You can sound bad singing Neil Diamond. But you can’t be boring. This is gonna rock.

Also, the new Will Smith movie, Hancock, looks pretty unbuttoned and hairy chested, too. Can’t wait.

Should I Get You a Card?


What do I say, Earth? Do you want a Hallmark? Box of chocolates? Day off?

I’m sorry, I don’t like Earth Day (no offense, planet). It’s my least favorite fake holiday, right there below Sweetest Day and maybe neck and neck with Andrew Lloyd Weber day on AI. I love Earth, it’s totally the best planet I’ve ever lived on. But the holiday should be recycled into playground equipment.

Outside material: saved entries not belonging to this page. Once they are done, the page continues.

Issue #167, opened 2021-05-04
Implement modular `Property` classes (a containerized `QMolecule`)


mrossinek:
### What is the expected behavior?

As proposed in #148 I suggest an implementation of a `Property` object which "modularizes" the contents of the `QMolecule` class. As such, these properties would centralize a number of data-specific logic currently spreading into the stack (most notably the builders, integral calculators and result interpreters present in the `problems` module).

The initial implementation of such containers can be mostly decoupled from the rest of the stack and the remaining ongoing work if we first implement them as an additional layer between the `tranformers` and the `problem`.

For more information, please refer to the Epic #148.

mrossinek:
Closed by #220.

Issue #148, opened 2021-04-21
QMolecule Design 


pbark:
Aligned with the drivers refactoring we need to converge to a new design for the QMolecule

mrossinek:
With the updated description of this issue above, I propose to convert this issue into an Epic after everyone had time to review it. I will create separate implementation-oriented issues for the three mentioned subtasks which can then be assigned to sprints in order to gradually close this (then) Epic.

I would like to stress the benefit of the proposed step-by-step implementation again, because it will allow us to start working on a prototype for the containers while working on #147 in parallel. If we get towards the end of #147 before reaching the third proposed subtask of this issue we will also have gained a better overview of the drivers themselves which will help in the discussion of step 3 once we get to it.

mrossinek:
As part of #173 we discussed the possibility to further split `qiskit_nature.drivers.second_quantization` into:
```
qiskit_nature/
    drivers/
        second_quantization/
            electronic/
                <...>
            vibrational/
                <...>
```
As such, renaming `QMolecule -> ElectronicDriverResult` and `WatsonHamiltonian -> VibrationalDriverResult` would come very naturally. However, we decided to postpone this until we have a clearer picture of how the implementation of this issue will affect the drivers. Thus, this should be revisited as part of **Step 3.** in the original issue description.

PR #220, opened 2021-06-01
Introduction of Property objects

mrossinek:
### Summary

This is a very early WIP for #167.

### Details and comments

As proposed in the aforementioned issue as well as the Epic #148, we want to introduce some modular `Property` objects, in order to containerize the `QMolecule` and make it fit better into the rest of the updated stack. This PR will make the first step into this direction. Below is a list of the changes:

- [x] Add `Property` objects for:
  - [x] `ElectronicEnergy`
  - [x] `ParticleNumber`
  - [x] `AngularMomentum`
  - [x] `Magnetization`
  - [x] `DipoleMoment`
  - [x] whatever comes out of the `WatsonHamiltonian`
- [x] generalize the electronic integrals to n-body terms
- [x] provide the means for arbitrary (_almost_) orbital basis transformation (at least the addition is of new bases is straight forward via the `Basis(Enum)`)
- ~leverage @jlapeyre's 2-body integral symmetry utilities as part of `_2BodyElectronicIntegrals`~ (EDIT: postponed)
- [x] tie the properties into the `StructureProblem`s:
  - [x] electronic (partially done, not very nice atm)
  - [x] vibrational
- [x] add unittests
- [x] add documentation

The tying into the `Problem` classes will be improved in the future. The details of that implementation depend on steps outlined in #148. The same goes for the `interpret()` method stubs. I have them there right now because I think they could fit well, but they will only become useful if/once we reach the last implementation step.

:warning: The API of this PR is by no means final. Public/private methods are bound to change. So are the names of all classes and methods.


mrossinek:
I started working on the `WatsonHamiltonian` and `Bosonic/HarmonicBasis` equivalents for this framework. As its not really fitting together yet I have not pushed these yet but I will update it here tomorrow. In the meantime hopefully the CI passes now.

mrossinek:
More WIP commits. Things I am not yet satisfied with/sure about which need to be addressed as part of this PR:
- [ ] the `Basis` handling
- [ ] the fact that `DipoleMoment` contains all three axes without subcomponents

Things that will likely be addressed in the future:
- [ ] some properties are mostly copied from the previously existing integral calculators. However, in some cases the label could be constructed directly in a simpler fashion
- [ ] the `interpret` method stubs will only be useful if we proceed with steps 2 and 3 of #148 
- [ ] if we do decide to go there, we probably need an overall container of these properties. This is what `ElectronicDriverResult` and `VibrationalDriverResult` may become

mrossinek:
Okay I think this is almost done. I am still missing some more unittests for the property objects themselves but I am too exhausted to finish these today. I will mark this as ready for review and it would be great if @woodsp-ibm, @pbark and @paulineollitrault can have a look at this while I am out-of-office next week :slightly_smiling_face:

Note, that I left some TODO markers for the followup steps of this PR as outlined in #148

qiskit_nature/operators/second_quantization/fermionic_op.py
```diff
@@ -355,3 +355,27 @@ def _to_sparse_label(label):
         return " ".join(
             filter(None, (label_transformation[c].format(i=i) for i, c in enumerate(label)))
         )
+
+    @classmethod
```
ikkoham, line 359: Why do we need these class methods? (same comment for `VibrationalSpinOp`)

dlasecki: It looks like they could be static but `@classmethod `forces them to still be part of the class and helps to avoid passing unnecessary `self`.

test/properties/electronic/integrals/test_two_body_electronic_integrals.py
```diff
@@ -0,0 +1,455 @@
...
+                            [0.0, 0.0, 0.0, 0.0],
+                            [0.0, 0.0, 0.0, 0.0],
+                        ],
+                        [
+                            [-2.0, -3.0, 0.0, 0.0],
+                            [-6.0, -7.0, 0.0, 0.0],
+                            [0.0, 0.0, 0.0, 0.0],
+                            [0.0, 0.0, 0.0, 0.0],
+                        ],
+                        [
```
dlasecki, line 139: Shall we store these big matrices in separate files?

test/properties/electronic/integrals/test_two_body_electronic_integrals.py
```diff
@@ -0,0 +1,455 @@
...
+                    ("-+IN", -6.5),
+                    ("ININ", 7.5),
+                    ("NI+-", 1),
+                    ("-+NI", -4),
+                    ("-++-", -5),
+                    ("+-NI", 2),
+                    ("+-+-", 3),
+                    ("INNI", 6),
+                    ("IN+-", 7),
+                    ("IINN", -5),
```
dlasecki, line 387: Separate file?

test/properties/electronic/integrals/test_two_body_electronic_integrals.py
```diff
@@ -0,0 +1,455 @@
...
+                    ("NNII", 1.5),
+                    ("NNII", -2.5),
+                    ("-+NI", -8.5),
+                    ("INNI", 9.5),
+                    ("-+-+", 12.5),
+                    ("IN-+", -13.5),
+                    ("-++-", -10.5),
+                    ("IN+-", 11.5),
+                    ("-+IN", -14.5),
+                    ("ININ", 15.5),
```
dlasecki, line 431: Separate file?

test/properties/vibrational/bases/test_harmonic_basis.py
```diff
@@ -0,0 +1,500 @@
...
+
+from qiskit_nature.properties.vibrational.bases import HarmonicBasis
+from qiskit_nature.properties.vibrational.integrals import VibrationalIntegrals
+
+
+@ddt
+class TestHarmonicBasis(QiskitNatureTestCase):
+    """Test HarmonicBasis."""
+
+    # TODO: extract data
```
dlasecki, line 28: Separate file?

test/properties/electronic/integrals/test_two_body_electronic_integrals.py
```diff
@@ -0,0 +1,455 @@
...
+                        [
+                            [0.0, -1.0, 0.0, 0.0],
+                            [-4.0, -5.0, 0.0, 0.0],
+                            [0.0, 0.0, 0.0, 0.0],
+                            [0.0, 0.0, 0.0, 0.0],
+                        ],
+                        [
+                            [-2.0, -3.0, 0.0, 0.0],
+                            [-6.0, -7.0, 0.0, 0.0],
+                            [0.0, 0.0, 0.0, 0.0],
```
dlasecki, line 251: Separate file?

dlasecki (changes requested):

qiskit_nature/operators/second_quantization/fermionic_op.py
mrossinek: The addition of these was motivated by https://github.com/Qiskit/qiskit-nature/pull/220/commits/850267550d686cd49813aa432d491609dda08c7c
That commit showed that allowing an empty operator initialization is not straight forward. Having a `zero` and `one` operator available on the class itself is pure convenience (which in the future we may use in other places, too)

test/properties/electronic/integrals/test_two_body_electronic_integrals.py
mrossinek: Yes, hence the `TODO` label in these places. I did not have the time to do this before leaving.

mrossinek:
Thanks, @dlasecki, for the review! I will address your comments later this week.
@woodsp-ibm @pbark did either of you have time to take a look at this PR while I was out of office?

qiskit_nature/operators/second_quantization/fermionic_op.py
ikkoham: Personally, I don't like having multiple ways to do one thing, but I'll leave it to you. And, opflow is not planning to support these methods, so it will be inconsistent, but it might be a convenient method for second quantized op. 
Finally, this initialization can be applied as follows:
```python
FermionicOp(("", 0), register_length=register_length)
FermionicOp((f"I_{register_length - 1}", 0))
0 * FermionicOp(f"I_{register_length - 1}")
```

jlapeyre: I support having the concept and methods for zero and one. For creating and also predicates. I think initializing a zero and one is not straightforward; neither programmatically, nor conceptually. What exactly should count as zero?  I was struggling today with how to construct a zero `SparsePauliOp`. I sort of gave up and thought about opening an issue asking about it, and suggesting methods for zero and one.

qiskit_nature/properties/electronic/dipole_moment.py
```diff
@@ -0,0 +1,187 @@
+# This code is part of Qiskit.
```
pbark, line 1: I think we should use `electronic_structure` instead of `electronic` properties? (also in the directories)

qiskit_nature/properties/electronic/electronic_energy.py
```diff
@@ -0,0 +1,120 @@
...
+from .bases import ElectronicBasis
+from .integrals import (
+    ElectronicIntegrals,
+    OneBodyElectronicIntegrals,
+    TwoBodyElectronicIntegrals,
+)
+from ..property import Property
+
+
+class ElectronicEnergy(Property):
```
pbark, line 31: I proposed before the change of electronic to electronic_structure, but for this property I would keep it as ElectronicEnergy.

qiskit_nature/properties/electronic/particle_number.py
```diff
@@ -0,0 +1,110 @@
...
+
+        Returns:
+            An instance of this property.
+
+        Raises:
+            QiskitNatureError: if a WatsonHamiltonian is provided.
+        """
+        if isinstance(result, WatsonHamiltonian):
+            raise QiskitNatureError(
+                "You cannot construct an AngularMomentum from a WatsonHamiltonian. Please provide "
```
pbark, line 81: `AngularMomentum` should be `ParticleNumber` here

qiskit_nature/properties/electronic/magnetization.py
```diff
@@ -0,0 +1,81 @@
...
+
+        Returns:
+            An instance of this property.
+
+        Raises:
+            QiskitNatureError: if a WatsonHamiltonian is provided.
+        """
+        if isinstance(result, WatsonHamiltonian):
+            raise QiskitNatureError(
+                "You cannot construct an AngularMomentum from a WatsonHamiltonian. Please provide "
```
pbark, line 52: `AngularMomentum` -> `Magnetization`

qiskit_nature/properties/vibrational/__init__.py
```diff
@@ -0,0 +1,56 @@
+# This code is part of Qiskit.
```
pbark, line 1: `vibrational` properties -> `vibrational_structure` properties (same as in the electronic structure case)

pbark (changes requested):

test/properties/electronic/integrals/test_two_body_electronic_integrals.py
dlasecki: Ok, I only noticed the label in the last file.

qiskit_nature/properties/electronic/electronic_energy.py
mrossinek: Leaving this open for information purposes. Nothing to be resolved here, unless someone disagrees.

qiskit_nature/properties/property.py
```diff
@@ -0,0 +1,99 @@
...
+    def _validate_input_type(
+        cls,
+        result: Union[QMolecule, WatsonHamiltonian],
+        valid_type: Type[Union[QMolecule, WatsonHamiltonian]],
+    ) -> None:
+        if not isinstance(result, valid_type):
+            raise QiskitNatureError(
+                f"You cannot construct an {cls.__name__} from a {result.__class__.__name__}. "
+                f"Please provide a {valid_type.__name__} object instead."
+            )
```
mrossinek, line 81: Okay so the errors of the CI are actually related to this method. I tried to extract the `isinstance` checks into the `Property` baseclass by doing the above. Essentially, each property can now call something like the following: `cls._validate_input_type(result, QMolecule)` at the beginning of their `from_driver_result` method. This method will check the type of `result` against the provided `valid_type` and raise an error if these don't match.

This is now a problem due to our current duplicate `QMolecule` situation in `qiskit_nature.drivers` (deprecated) and `qiskit_nature.drivers.second_quantization`. Since the properties all use the new location `QMolecule` object, all `isinstance` checks will fail when given an instance of the deprecated object. This happens in the unittests for `tests/drivers/pyscfd` (which test the deprecated code). This also happens for the _stable_ tutorials for the same reason.

Now, I am not entirely sure what the best approach is to resolve this issue. @manoelmarques @woodsp-ibm do you have some suggestions?

mrossinek: I guess one approach would be to also import the deprecated `QMolecule` and hard-code a relation between it and it's new version into the `isinstance` check. Something like:
```
elif valid_type == QMolecule and not isinstance(result, LegacyQMolecule):
    # also raise an error
```
The same would have to be done for `WatsonHamiltonian`.

The problem with this approach is that it will only work as long as both `QMolecule` objects are actually still compatible. If this is subject to change before the release, the `from_driver_result` implementations would have to deal with that (maybe we would need a `from_legacy_driver_result`). This can happen (e.g.) if we replace the new `QMolecule` with an `ElectronicDriverResult` (which may not need such a method if it already consists of `Property` objects). Then, the `from_driver_result` method would essentially become a wrapper for legacy objects anyways.

mrossinek:
I've added some basic unittests and resolved the previous type validation issues with a temporary workaround which I will be able to resolve when starting to work on the second step of #148 for which I am opening a separate issue in a moment.

I consider this PR now ready for the final review stage.

qiskit_nature/properties/electronic_structure/dipole_moment.py
```diff
@@ -0,0 +1,160 @@
...
+                    "x", (qmol.x_dip_mo_ints, qmol.x_dip_mo_ints_b), qmol.x_dip_energy_shift
+                ),
+                "y": dipole_along_axis(
+                    "y", (qmol.y_dip_mo_ints, qmol.y_dip_mo_ints_b), qmol.y_dip_energy_shift
+                ),
+                "z": dipole_along_axis(
+                    "z", (qmol.z_dip_mo_ints, qmol.z_dip_mo_ints_b), qmol.z_dip_energy_shift
+                ),
+            },
+            dipole_shift={
```
woodsp-ibm, line 141: I guess I was not expecting nuclear part in here as a 'shift'. If this is total dipole moment then given we compute the electronic part it needs this to make the total. 
So now I am going to comment on the name ElectronicEnergy and not it has similar with nuclear as a shift. But why then is this called ElectronicEnergy and not say just Energy - i.e although we only compute the electronic part the dipole that does not appear in its name.

qiskit_nature/properties/electronic_structure/integrals/electronic_integrals.py
```diff
@@ -0,0 +1,141 @@
...
+            basis: the basis which these integrals are stored in. If this is initialized with
+                ``ElectronicBasis.SO``, these integrals will be used *ad verbatim* during the
+                mapping to a ``SecondQuantizedOp``.
+            matrices: the matrices (one or many) storing the actual electronic integrals. If this is
+                a single matrix, ``basis`` must be set to ``ElectronicBasis.SO``. Refer to the
+                documentation of the specific ``n-body`` integral types for the requirements in case
+                of multiple matrices.
+        """
+        self._basis = basis
+        assert num_body_terms >= 1
```
woodsp-ibm, line 56: I think we should be raising ValueError here or TypeError here as these are public APIs and users can pass whatever. Asserts are more for internal state checks to assure what we expect there meets whatever the condition is for debugging etc

qiskit_nature/properties/electronic_structure/integrals/two_body_electronic_integrals.py
```diff
@@ -0,0 +1,131 @@
...
+from ..bases import ElectronicBasis, ElectronicBasisTransform
+
+
+class TwoBodyElectronicIntegrals(ElectronicIntegrals):
+    """The 2-body electronic integrals."""
+
+    EINSUM_AO_TO_MO = "pqrs,pi,qj,rk,sl->ijkl"
+    EINSUM_CHEM_TO_PHYS = "ijkl->ljik"
+
+    ERI_TRUNCATION_LEVEL = 1e-12
```
woodsp-ibm, line 31: It might be useful to have quantity as a param on the constructor and default it to this value. That way if anyone wants they can build this out with a different threshold for truncation.

qiskit_nature/properties/__init__.py
```diff
@@ -0,0 +1,43 @@
+# This code is part of Qiskit.
```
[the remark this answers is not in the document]
mrossinek: The idea which I was following was that the properties are "quantization-agnostic" if you will. I.e. the same kind of properties should be usable in second- and first-quantization problems (once we have those). This will obviously require a `first_q_ops` addition to the interface (and possibly require different raw storage format) but I think in terms of usability this will simplify things for the user.

qiskit_nature/properties/electronic_structure/__init__.py
```diff
@@ -0,0 +1,76 @@
...
+being conserved.
+
+Finally, if the driver which you used provided dipole moment integrals, this property will also be
+evaluated:
+
+.. autosummary::
+   :toctree: ../stubs/
+   :nosignatures:
+
+   TotalDipoleMoment
```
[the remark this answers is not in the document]
mrossinek: Is this just an FYI which we need to look out for in the future or do you actually suggest a change here?

qiskit_nature/properties/electronic_structure/angular_momentum.py
```diff
@@ -10,32 +10,80 @@
...
+        y_h1, y_h2 = _calc_s_y_squared_ints(self._num_spin_orbitals)
+        z_h1, z_h2 = _calc_s_z_squared_ints(self._num_spin_orbitals)
+        h_1 = x_h1 + y_h1 + z_h1
+        h_2 = x_h2 + y_h2 + z_h2
+
+        h1_ints = OneBodyElectronicIntegrals(ElectronicBasis.SO, h_1)
+        h2_ints = TwoBodyElectronicIntegrals(ElectronicBasis.SO, h_2)
+        return [(h1_ints.to_second_q_op() + h2_ints.to_second_q_op()).reduce()]
+
+    def interpret(self, result: EigenstateResult) -> None:
```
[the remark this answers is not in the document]
mrossinek: Since the implementation in the future will likely look similar to this:
```python
class ElectronicStructureProblem:
    def interpret(self, result: EigenstateResult) -> ElectronicStructureResult:
        new_result = ElectronicStructureResult(result)
        for prop in self.properties:
            prop.interpret(new_result)
```
I was thinking that these `interpret` methods add meaning to the `result`-object **in-place**. If this is unwanted we can change this when addressing #243.

qiskit_nature/properties/electronic_structure/bases/electronic_basis.py
```diff
@@ -0,0 +1,29 @@
...
+
+    This ``Enum`` simply names the available electronic bases. The ``SO`` basis is the _special_
+    basis into which an ``ElectronicEnergy`` must map its integrals before being able to perform the
+    mapping to a ``qiskit_nature.operators.second_quantization.SecondQuantizedOp``.
+    """
+
+    # pylint: disable=invalid-name
+    AO = "atomic"
+    MO = "molecular"
+    SO = "spin"
```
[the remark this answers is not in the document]
mrossinek: Yes, so far I did not see the need for interleaved matrices. This plays only a role in the `SO` basis so if we need it we can add a method to switch between the two formats rather easily.

qiskit_nature/properties/electronic_structure/dipole_moment.py
mrossinek: The `nuclear` shifts were added in view of the future change to include the `interpret` methods. This field is not being used now and we can discuss how to handle this when dealing with #243

qiskit_nature/properties/__init__.py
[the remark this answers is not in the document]
woodsp-ibm: I don;t know - I guess it depends on how these are exposed to the stack the user is dealing with and how much of them they ever use. Given drivers before are quantization dependent and the problem they will be used to solve - its hard for me to see what the simplification truly becomes for the user.

qiskit_nature/properties/electronic_structure/__init__.py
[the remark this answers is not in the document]
woodsp-ibm: I think I am saying that TotalDiploleMoment may not be calculable in those circumstances. Should this be just DipoleMoment with x,y and z components and a total field; where total would not exist if one (or more) did not commute. Or maybe even ElectronicDipoleMoment given my comment about the ElectronicEnergy property name.

qiskit_nature/properties/electronic_structure/angular_momentum.py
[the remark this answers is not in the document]
mrossinek: I removed the `interpret` method stubs from this PR

qiskit_nature/properties/__init__.py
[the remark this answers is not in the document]
mrossinek: I think we have to options here:

#### qiskit_nature.properties
In this case we do **not** add submodules for different problem types and instead expose different operator converters on each property:
```
Property.second_q_ops()
Property.first_q_ops()
Property.sampling_q_ops()
etc...
```
If a property does not support a specific kind of problem, we can raise an error which should gracefully be handled by the calling frame.

The benefit would be a single property implementation with the potential to avoid code duplication and the ability to reuse the same internal raw data for different kind of problems.
However, the latter might also be a disadvantage if the raw formats for different problems for the same property are too diverse. In that case, we may be better off with the following option.

#### qiskit_nature.properties.{second_quantization,first_quantization,sampling,...}
This mimics the rest of stack layout but may lead to code duplication. Arguably, we should then have something like:
```
SecondQuantizedProperty.operators()
FirstQuantizedProperty.operators()
...
```

For now, I would prefer to go with option one. I think only time will tell whether we really need the second case.

qiskit_nature/properties/electronic_structure/__init__.py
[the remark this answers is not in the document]
mrossinek: I see :thinking: Could we postpone this discussion until the tackling of #243? This will happen before the release anyways and seeing how this pans out in combination with `interpret` will help, I think..

qiskit_nature/properties/__init__.py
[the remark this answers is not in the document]
woodsp-ibm: I just wonder as this ends up giving two different patterns in regards of quantization. A property behaving as a Union with different methods for different quantizations, but other aspects being split into different types e.g. ElectronicStructureProblem has a `second_q_ops` - on the same basis one might expect it could have been similar and have a `first_q_ops` as well.

Consistency is also an aspect that helps people with the overall code - properties this way will be different than all aspects of the stack around it. Maybe a Union is simpler in that I only have one class to go to - but now offset that against it being different in the way quantization is dealt with.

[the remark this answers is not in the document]
mrossinek: I have relocated the code as per your suggestion. I agree that the consistency argument outweighs the others :+1:

woodsp-ibm (dismissed):

qiskit_nature/properties/second_quantization/vibrational/occupied_modals.py
```diff
@@ -0,0 +1,98 @@
...
+        return cls()
+
+    def second_q_ops(self) -> List[VibrationalOp]:
+        """Returns a list of operators each evaluating the occupied modal on a mode."""
+        num_modals_per_mode = self.basis._num_modals_per_mode
+        num_modes = len(num_modals_per_mode)
+
+        ops = []
+        for mode in range(num_modes):
+            ops.append(self._get_mode_op(mode))
```
dlasecki, line 78:
```suggestion
        ops = [self._get_mode_op(mode) for mode in range(num_modes)]
```

test/properties/second_quantization/electronic/integrals/test_two_body_electronic_integrals.py
```diff
@@ -0,0 +1,187 @@
...
+            ints_mo = ints_ao.transform_basis(transform_beta)
+            assert np.allclose(ints_mo._matrices[0], 16 * mat_aa)
+            assert np.allclose(ints_mo._matrices[1], 36 * mat_ba)
+            assert np.allclose(ints_mo._matrices[2], 81 * mat_bb)
+            assert np.allclose(ints_mo._matrices[3], 36 * mat_ba.T)
+
+        with self.subTest("Final basis match"):
+            ints_ao = TwoBodyElectronicIntegrals(ElectronicBasis.MO, (mat_aa, None, None, None))
+            ints_mo = ints_ao.transform_basis(transform)
+            assert ints_ao == ints_mo
```
dlasecki, line 114:
```suggestion
            self.assertEqual(ints_ao, ints_mo)
```
Applies to other places.

dlasecki (changes requested):

pbark (dismissed):

qiskit_nature/properties/second_quantization/electronic/electronic_energy.py
```diff
@@ -0,0 +1,141 @@
...
+from ..second_quantized_property import (
+    DriverResult,
+    ElectronicDriverResult,
+    SecondQuantizedProperty,
+)
+
+
+# TODO: extract into separate file?
+class _IntegralProperty(SecondQuantizedProperty):
+    """TODO."""
```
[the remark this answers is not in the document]
mrossinek: Thanks, I overlooked this one

qiskit_nature/properties/second_quantization/electronic/integrals/one_body_electronic_integrals.py
```diff
@@ -0,0 +1,99 @@
...
+        In this case of the 1-body integrals, the returned matrix is a block matrix of the form:
+        ``[[alpha_spin, zeros], [zeros, beta_spin]]``.
+
+        Returns:
+            A single matrix containing the ``n-body`` integrals in the spin orbital basis.
+        """
+        if self._basis == ElectronicBasis.SO:
+            return self._matrices  # type: ignore
+
+        matrix_a = self._matrices[0]
```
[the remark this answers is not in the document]
mrossinek: Not really. This tuple of matrices gets stored in the base class `ElectronicIntegrals`. It's length depends on which subclass we are dealing with (length is 2 in `OneBodyElectronicIntegrals` but 4 in `TwoBodyElectronicIntegrals`). Introducing a special type (e.g. a `NamedTuple`) would require registering this type in the base class which would need to be updated when we decided to add e.g. `ThreeBodyElectronicIntegrals`.

Given that the length and type of the `matrices` is asserted at construction time (I extracted the validation methods as you suggested above) I think this is okay as is.

dlasecki (approved):

pbark (approved):

PR #222, opened 2021-06-03
Update AdaptVQE to new, stateless VQE

Cryoris:
### Summary

Fix the Adapt VQE after Qiskit/qiskit-terra#6418 is merged.

**Note:** This can only be merged after the above PR in Terra is merged.

### Details and comments

AdaptVQE previously relied on an internal private method which has been deleted without deprecation (since it was private).


woodsp-ibm:
Since this change requires what is in Terra main, i,e, version 0.18.0 when its released, I think we should update the requirements.txt file to change this qiskit-terra>=0.17.0 to qiskit-terra>=0.18.0. This way when we backport it, it will have the right requirements on Terra.

mrossinek:
The CI will continue to fail until this is merged because 5 hours ago the related PR in Terra got merged :+1:

woodsp-ibm:
@Cryoris This is failing with some issue in vqe from the BopesSampler tutorial. Can you please take a look.

manoelmarques:
The error in the tutorial is due to a Terra decorator deprecate_function that is not wrapping properties correctly and returns a decorator wrapper instead of the property. If I remove the deprecate_decorator from:
```
@deprecate_function(
        """
The VQE.optimal_params property is deprecated as of Qiskit Terra 0.18.0
and will be removed no sooner than 3 months after the releasedate.
This information is part of the returned result object and can be
queried as VQEResult.optimal_point."""
    )
    @property
    def optimal_params(self) -> np.ndarray:
```

It works. If I keep the decorator, instead of returning an array, the property returns: 
```
<bound method deprecate_function.<locals>.decorator.<locals>.wrapper of <qiskit.algorithms.minimum_eigen_solvers.vqe.VQE object at 0x7ff8a2980b50>>
```
The Terra properties that use this decorator should revert to issue the warnings themselves.

woodsp-ibm:
I guess the BopesSampler should be fixed to avoid the deprecated method/property that it tripped over as described above. Since this is holding up CI maybe thats best done via another issue/PR.

mrossinek (approved):
@woodsp-ibm what issue did you see? The CI is passing, right?

mrossinek:
> @woodsp-ibm what issue did you see? The CI is passing, right?

Ah I see. Because this fix is merged now: https://github.com/Qiskit/qiskit-terra/pull/6599

pbark (approved):
LGTM

Cryoris:
I think we might still need to add the requirement Terra >= 0.18 before merging 🙂

mrossinek:
> I think we might still need to add the requirement Terra >= 0.18 before merging

This already happened or do we need another requirement? See: https://github.com/Qiskit/qiskit-nature/blob/main/requirements.txt

manoelmarques (approved):

woodsp-ibm:
I had also asked for the requirement to be updated in another PR which had a dependence on newer Terra see above comment https://github.com/Qiskit/qiskit-nature/pull/222#issuecomment-854017382.  Since we need to backport this as a bug fix release for the upcoming Terra to assure nature still works with the latest Terra we will have to remember to change the requirements.txt file on the stable backport for the release - @manoelmarques fyi

PR #229, opened 2021-06-11
Docs - Remove non overidden base methods/attributes from classes

manoelmarques:
### Summary
It removes overriden methods/attributes from Nature classes that were unnecessarily repeating all methods from QuantumCircuit and other Terra base classes and running their sample doc.code.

It’s not that I don’t think Earth is worth the trouble. It’s kind of in the same vein as Mother’s Day – the whole point of the event is to give the honoree a break, but by the end of the day, you’ve burned the french toast, got crumbs in the bed, spent all day in line at Ponderosa, strewn wrapping paper and bad presents and sarcastic cards across the living room, and somehow still managed to leave a kitchen full of dishes for later that evening (cuz let’s face it, Mother’s Day ends at about 4:30 in the afternoon). I just don’t think we’re really helping.

There are plenty of valid environmental causes, I don’t mean to dismiss them all. In general, wasteful living, excessive consumerism, and general disregard for the world around you are all deplorable yet regrettably prevalent lifestyles. I think we use too much and reuse too little. I also think global warming is an absolute crock put upon us by the most arrogant pseudo-scientists in the entire history of planetary studies. Maybe that is what has ruined Earth Day for me.

Probably not, though. Another candidate for Earth-Day ruining champion has to be people who try to offset excessive energy use by making up for it in some other way. Somebody pimp slaps the Earth one second and then buys it flowers. “No, Earth. I love you, baby, come on.” Sorry. Not buying it. I’m not buying that and the whole day any more than I’m buying Jason Castro singing like a glamourpuss. Sorry.